Computer technology has given rise to a new round of metaphor-laden studies. Many now claim that "the soul is a software program run upon an organic computer called the brain." This gave rise to the idea of `programming' people, and the belief that a knowledgeable practitioner could easily alter someone else's thoughts and capabilities. However, this simplistic concept has engendered much ruin, and as science, it fails to explain much.

In these materialistic views, happiness could only arise from chemistry, or from constant stimulation of the nervous system. The possibilities for disappointment, and abuse, are endless.

It is doubtful that computers, no matter how large or complex, will ever achieve genuine self-awareness. There are several reasons for this; the best case is made in Roger Penrose' popular books. [See your author's upcoming article Cyberia.]

The Fall

Researchers are now making a good case for `genetic determination,' even including relatively complex human behaviors. It should be pointed out that the Fall of Man occurred tens of thousands of years ago-more than enough time for humanity's very DNA to become corrupt.

Similarly, while battling big-rigs in traffic might well be compared to fleeing from saber tooth tigers, note that it was the Fall that condemned humanity to remain on a savage level. Originally, humans could have rapidly developed their civilization and technology. If humans behave ape-ishly now, it is because they spent far too long struggling alongside their hairy cousins.


Currently, scientists are asking hard questions about the nature of thought, of self-awareness, and of consciousness itself.

Few agree on the definition, much less the functional nature, of these phenomena. There is a simple `dye/mirror test' which may be administered to people or animals. An animal which has unknowingly had a patch of its fur dyed some bright color, will see itself in the mirror-and not even notice the change. Even a gorilla will not seem concerned. However, a chimpanzee will react instantly-as will humans.

An older theory involves the `Cartesian Theater,' a supposed place in the brain where all outside stimulus is recreated, and a homunculus, or `little man within,' observes and considers it.

Today's leading theory of brain function is spelled out in Antonio Damasio's book Descartes' Error. A reading will certainly expand, and to some extent redefine, the Principle's description of "mind and body duality." Its students may learn that the Principle's extent is both deeper and more subtle.

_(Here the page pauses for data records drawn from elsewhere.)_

PR #2749, opened 2020-11-06
Fix readthedocs build

forslund:
## Description
After readthedocs was fixed enough to update again a couple of issues were observed, the most obvious one that the docs for MycroftSkill derived classes are missing. See [here](https://mycroft-core.readthedocs.io/en/latest/source/mycroft.html#mycroftskill-class-base-class-for-all-mycroft-skills)

This was due to `xdg` not being mocked when generating the docs, and thus erroring out when sphinx imported those modules. This adds `xdg` as a `autodoc_mocked_import`.

Finding this out I realized the same isse ẃas causing the previous issue with `yaml` so that has been cleaned up as well.

I also noticed that the `.readthedocs` file was not named correctly and wasn't actually used. This renames it and fixes an incorrect path making it usable.

## How to test
I generated readthedocs from this branch [here](https://mycroft-core.readthedocs.io/en/bugfix-readthedocs/) Make sure the MycroftSkills module and related modules are generated properly.

CLA [ Yes ]

### DIFF
--- a/.readthedocs.yml
+++ b/.readthedocs.yml
@@ -16,4 +16,4 @@ formats: all
 python:
   version: 3.7
   install:
-    - requirements: docs/requirements.txt
+    - requirements: doc/requirements.txt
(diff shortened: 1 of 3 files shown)


devops-mycroft:
Voight Kampff Integration Test Succeeded  ([Results](https://reports.mycroft.ai/core/PR-2749))

krisgesling (approved):
You're awesome, thanks!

Damasio posits that the mind is doubly aware. It registers the constant input of the physical senses as well as the body's reports of its condition. Concurrently, the mind refers to a special sort of memory he calls `somatic markers,' a deep-seated feeling of how we experienced similar situations in the past. This enables the mind to grasp, and to quickly act upon, even the most complex situations. He has studied brain-damaged people who lack this one capability, and their lives are a real mess . . .

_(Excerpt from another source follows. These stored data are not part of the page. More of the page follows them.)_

PR #2766, opened 2020-11-21
self.gui.release()

JarbasAl:
Signal that this skill is no longer using the GUI, allow different platforms to properly handle this event.
     
Also calls self.clear() to reset the state variables

Currently self.gui.clear() has been wrongly used for this purpose, for example in my [evil-laugh-skill](https://github.com/JarbasSkills/skill-laugh/blob/master/__init__.py#L86) this worked ok if mark2 skill was installed (due to a different bug related to idle screen) which makes it seem like its working, but in bigscreen it causes a black screen to linger around

Platforms can close the window or go back to previous page, clearing the page data is not enough

more recently in https://github.com/MycroftAI/mycroft-timer/pull/82 self.gui.clear() is also being wrongly used for this purpose

image

### DIFF
--- a/mycroft/enclosure/gui.py
+++ b/mycroft/enclosure/gui.py
@@ -349,6 +349,15 @@ class SkillGUI:
         self.show_page("SYSTEM_UrlFrame.qml", override_idle,
                        override_animations)
 
+    def release(self):
+        """Signal that this skill is no longer using the GUI,
+        allow different platforms to properly handle this event.
+        Also calls self.clear() to reset the state variables
+        Platforms can close the window or go back to previous page"""
+        self.clear()
+        self.skill.bus.emit(Message("mycroft.gui.screen.close",
+                                    {"skill_id": self.skill.skill_id}))
+
     def shutdown(self):
         """Shutdown gui interface.
 


JarbasAl:
alternative ways to accomplish this would be to self.gui.remove_page manually for all pages, but it seemed weird and not intuitive, pages are currently not tracked by SkillGui class and this approach would require a bigger refactor and wouldn't give different platforms as much freedom. 

A bus message also provides an event that any other process can react to so i consider it a better approach

@AIIX can provide more context on what the emitted bus message does, since it is already handled by Bigscreen and Android i believe

devops-mycroft:
Voight Kampff Integration Test Succeeded  ([Results](https://reports.mycroft.ai/core/PR-2766))

AIIX:
I like the idea of standardizing a method to tell the GUI to stop showing a screen and let the platform skill control the events that take place when it receives the "mycroft.gui.screen.close" event, for the Mark-2 skill I basically see it replacing the event on the following line https://github.com/MycroftAI/skill-mark-2/blob/master/__init__.py#L256 which restores the idle screen on receiving this standardized message and for other platforms this standardized "mycroft.gui.screen.close" message can be reacted to differently as per their own platform skills. 

self.gui.clear method should only be used for clearing session data for a particular skill apparently it should also ignore __override flags when clearing the session data, as this allows for skill displaying the current page to be able to wipe all the session data slate clean and push in new session data if required, without removing the displayed page, maybe this should be renamed to self.gui.clear.data to bring in more clarity (a larger change for another PR if its currently used at to many places)

forslund:
Really good suggestion and nice and simple implementation!

krisgesling:
Yeah nice one.

I'm wondering if we should call it `self.gui.close()` to keep it consistent with the bus message?

Any other arguments for / against either - release vs close?

JarbasAl:
close sounds like you are closing the actual GUI, but the GUI will still be available

i think release matches better what it actually does. Since most likely you want the previous "active skill" to take over or if there isnt another skill go to desktop / default screen

In the case of an individual voice app, eg, `mycroft-gui-app --hideTextInput --skill=peertube-skill.aiix.home` this is the same as closing the window and showing the desktop. This would be the usage in [bigscreen](https://github.com/AIIX/skill-bigscreen-platform)

But if you are just running the GUI in a [mark2](https://github.com/MycroftAI/skill-mark-2) this is not equivalent to closing. You want the [idle screen to take over](https://github.com/MycroftAI/skill-mark-2/blob/master/__init__.py#L129) instead

In android you would want to return to the [homescreen](https://github.com/AIIX/AndroidHomescreen) which shows the icons of all apps (but that homescreen is also running in the GUI)


Maybe we could change the message if that makes sense, but @AIIX would need to handle that in all the platforms linked above, and also in the [gui protocol spec](https://github.com/MycroftAI/mycroft-gui/blob/master/transportProtocol.md)

AIIX:
> Maybe we could change the message if that makes sense, but @AIIX would need to handle that in all the platforms linked above, and also in the [gui protocol spec](https://github.com/MycroftAI/mycroft-gui/blob/master/transportProtocol.md)

I don't think the emitted message should be changed as its already used internally within mycroft-gui for global back feature and several other places, "mycroft.gui.screen.close" is pretty easy to make sense of that your targeting exactly the mycroft.gui namespace with screen.close action requested from a specific skill_id.

JarbasAl:
@AIIX is right, the "skill_id" in the message is pretty unambiguous "close this skill screen"

i do prefer self.gui.release for reasons described above, when used in skills it's more ambiguous than in the message

krisgesling:
If no one else feels strongly, I think `release` is good. 

Consistency can reduce complexity, but not if it makes less sense in that context. So I think we go with whatever makes the most sense in the context of Skill developers.

I have also proposed some extra wording for `clear` in the PR linked above to redirect dev's to this new method.

krisgesling (approved):
Tested and working great, thanks again Jarbas!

Damasio has had to posit a `third function'; something to weigh and combine these two constant inputs. Though he cannot define it, he assumes it will be found somewhere in the cells of the brain.

Others are taking a different tack. One scientist is attempting to explain `near death experiences,' and even to verify Hinduism, by positing that Consciousness is imbued throughout the cosmos, just like light or gravity. Our brains, he claims, are valves which let in small, measured doses of this universal awareness.

From this, one can see that even top scientists do not agree. The field remains wide open, and the possibilities for new discovery remain endless. Those poor `deprogrammers' are saddled with shoddy, outdated theories. Darwin has long been left in the dust, though his disciples have yet to notice.

Eventually scientists will discover the `mental' input of the spiritual world, and the balanced give and take of the energies passed between the physical and spiritual bodies. In the meantime, religious people strive to make their spiritual selves the `subject partner' in their lives.

The Unificationist tradition of matching, Blessing and `separation period' directly counters every secular school of thought mentioned in this article. By following our `formula course,' we are assured that our God-centered spiritual mind will remain the most important factor in our eternal lives.